Now, we can substitute this expression for y into the second equation to solve for x:

(y^2) + x^2 - xy = 7
[(-1 - x)/(1 + x)]^2 + x^2 - x(-1 - x)/(1 + x) = 7
(x^2 + 2x + 1)/(1 + x)^2 + x^2 + x^2 + x = 7
x^2 + 2x + 1 + (1 + 2x + x^2)(1 + x)^2 = 7(1 + x)^2
x^2 + 2x + 1 + (1 + x)^2(1 + 2x + x^2) = 7(1 + x)^2
x^2 + 2x + 1 + (1 + 2x + x^2 + 2x + 4x^2 + 2x^3) = 7(1 + x)^2
x^2 + 2x + 1 + 1 + 2x + x^2 + 2x + 4x^2 + 2x^3 = 7(1 + 2x + x^2)
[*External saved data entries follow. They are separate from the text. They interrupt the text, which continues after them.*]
PR #3373, opened 2022-11-13
Rainbow Rocket credits

CorgiOnNeptune:
Also changed Kukui since Meltan is available, as well as all of Alola's dex.


Jaaslet (approved):
Looks good. Thanks for the PR

PR #3374, opened 2022-11-13
Move most PokemonHelper functions to modules

Aegyo:
Leaves the bot helpers and one function that can't be moved yet in scripts, the rest are now in modules.

One of the big blockers preventing other things moving to modules! When I get PokemonFactory across too, a bunch of things should be possible to start moving.


Jaaslet (approved):
Looks good. Thanks for the PR

PR #3376, opened 2022-11-13
Fix translations for Notifications settings

Aegyo:
Turns out NotificationSetting doesn't extend Setting, so it needs its own displayName handling


Jaaslet (approved):
Looks good. Thanks for the PR

PR #3378, opened 2022-11-14
Mega Audino

Farboo171:
This PR allows players to obtain Mega Audino after they get all three Therian Formes from Dream Orbs. The Audinate can be obtained pre-Kalos, but can't be used until players can actually buy mega stones.


Jaaslet (approved):
Looks good. Thanks for the PR

PR #3670, opened 2022-12-31
Fix broken quest rewards due to ID changes

Farboo171:
Fixes Spike Eared Pichu, Blade Aegislash, and Magerna's ID #'s in quest rewards


RedSparr0w (approved):

PR #3673, opened 2022-12-31
Fix several more broken rewards due to ID changes

CypherX:
Fixed:

- Urshifu (Rapid Strike) (was giving MissingNo.)
- Pinkan Pikachu (was giving Let's Go Pikachu)
- Pikachu (World Cap) (was giving Pikachu (Partner Cap))

Also switched other alt-form unlocks to be name-based rather than id-based.

We will most likely need an update function or something in `checkAndFix()` to unlock the proper Pokemon for players that may have completed these things while broken.

### DIFF
--- a/src/scripts/dungeons/Dungeon.ts
+++ b/src/scripts/dungeons/Dungeon.ts
@@ -8976,7 +8976,7 @@ dungeonList['Tower of Waters'] = new Dungeon('Tower of Waters',
     ],
     2000000, 36,
     () => {
-        App.game.party.gainPokemonById(pokemonMap['Urshifu (Rapid Strike)'].id);
+        App.game.party.gainPokemonByName('Urshifu (Rapid Strike)');
         Notifier.notify({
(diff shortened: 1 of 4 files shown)


RedSparr0w:
We're probably better off making a new method `gainPokemonByName` which takes the `PokemonNameType` so we will hopefully be able to avoid this in the future.
```js
    gainPokemonByName(name: PokemonNameType, shiny = false, suppressNotification = false, gender = -1) {
        const pokemon = pokemonMap[name];
        this.gainPokemonById(pokemon.id, shiny, suppressNotification, gender);
    }
```
This way it will validate it's a valid Pokémon name before reaching the main files.

CypherX:
I'll update this PR to make use of `getPokemonByName` when #3674 gets merged.

CypherX:
Updated to use newly added `getPokemonByName()` when awarding alternate forms.

Jaaslet (approved):
Looks good. Thanks for the PR

PR #3674, opened 2022-12-31
Add `gainPokemonByName` method

RedSparr0w:
This PR adds a `gainPokemonByName()` method to `Party`, this way we can instead use the Pokémon name rather than ID so we don't end up with more MissingNo.


Jaaslet (approved):
Looks good. Thanks for the PR

PR #3679, opened 2022-12-31
Solving Grey shard mistake

DraKay:
Sorry, sorry, sorry and sorry... It was my mistake, Grey shard is bigger than I write is. This single 1 change should fix my mistake, is surprising is the first I do or maybe isn't...


RedSparr0w (approved):

PR #3683, opened 2022-12-31
Update function to give player missing reward Pokemon

CypherX:
Some players may be missing one-time reward pokemon as a result of the ID changes in the previous update:

- Spiky-eared Pichu
- Aegislash (Blade)
- Magearna (Original Color)
- Pinkan Pikachu
- Pikachu (Partner Cap)
- Urshifu (Rapid Strike)

This will give the player the missing pokemon if they have the relevant criteria (questline, temp battle, dungeon) completed. Not sure if any other statistics need to be incremented. Also didn't include anything to remove Missingno as I'm not sure if we just want to remove it for everyone or only those affected by this issue.

Included some re-usable helper methods in Update that can be used in the future if needed.

### DIFF
--- a/src/scripts/Update.ts
+++ b/src/scripts/Update.ts
@@ -1901,9 +1901,9 @@ class Update implements Saveable {
             Update.giveMissingQuestLineProgressRewardPokemon(saveData, 'Unfinished Business', 8, 172.01);
             Update.giveMissingQuestLineProgressRewardPokemon(saveData, 'Princess Diancie', 6, 681.01);
             Update.giveMissingQuestLineProgressRewardPokemon(saveData, 'A Mystery Gift', 1, 801.01);
-            Update.giveMissingTempBattleRewardPokemon(saveData, 'Ash Ketchum Pinkan', 25.14);
-            Update.giveMissingTempBattleRewardPokemon(saveData, 'Ash Ketchum Alola', 25.08);
-            if (saveData.statistics.dungeonsCleared[GameConstants.getDungeonIndex('Tower of Waters')] > 0) {
+            Update.giveMissingTempBattleRewardPokemon(saveData, 123, 25.14); // Ash Ketchum Pinkan
+            Update.giveMissingTempBattleRewardPokemon(saveData, 151, 25.08); // Ash Ketchum Alola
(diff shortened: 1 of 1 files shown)


src/scripts/Update.ts
```diff
@@ -1897,6 +1897,15 @@ class Update implements Saveable {
         },
 
         '0.10.6': ({ playerData, saveData }) => {
+            // Give the player any missing questline or temporary battle rewards
+            Update.giveMissingQuestLineProgressRewardPokemon(saveData, 'Unfinished Business', 8, 172.01);
+            Update.giveMissingQuestLineProgressRewardPokemon(saveData, 'Princess Diancie', 6, 681.01);
+            Update.giveMissingQuestLineProgressRewardPokemon(saveData, 'A Mystery Gift', 1, 801.01);
+            Update.giveMissingTempBattleRewardPokemon(saveData, 'Ash Ketchum Pinkan', 25.14);
+            Update.giveMissingTempBattleRewardPokemon(saveData, 'Ash Ketchum Alola', 25.08);
+            if (saveData.statistics.dungeonsCleared[GameConstants.getDungeonIndex('Tower of Waters')] > 0) {
```
RedSparr0w, line 1906: Unfortunately we need to use magic numbers in here, as the index could change in the future.

src/scripts/Update.ts
```diff
@@ -2300,6 +2309,27 @@ class Update implements Saveable {
...
 
+    static giveMissingQuestLineProgressRewardPokemon(saveData, questLineName: string, questStep: number, pokemonId: number) {
+        const quest = saveData.quests.questLines.find((q) => q.name == questLineName);
+        if (quest?.state == 2 || (quest?.state == 1 && quest?.quest >= questStep)) {
+            Update.giveMissingPokemon(saveData, pokemonId);
+        }
+    }
+
+    static giveMissingTempBattleRewardPokemon(saveData, tempBattleName: string, pokemonId: number) {
+        const tempBattleIndex = GameConstants.getTemporaryBattlesIndex(tempBattleName);
```
RedSparr0w, line 2320: Same thing here, not sure what the best solution would be though

CypherX:
Changed to use the indices as of the current update.

RedSparr0w (approved):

2x^3 + 6x^2 + 6x + 2 = 7(1 + 2x + x^2)
2x^3 + 6x^2 + 6x + 2 = 7 + 14x + 7x^2
2x^3 + 6x^2 + 6x + 2 = 7 + 14x + 7x^2
2x^3 - x^2 + 8x - 5 = 0

The solutions to this cubic equation may be complex, and it may not be possible to find explicit values for x and y algebraically. Additional numerical methods or graphical approaches may be needed to find approximate solutions.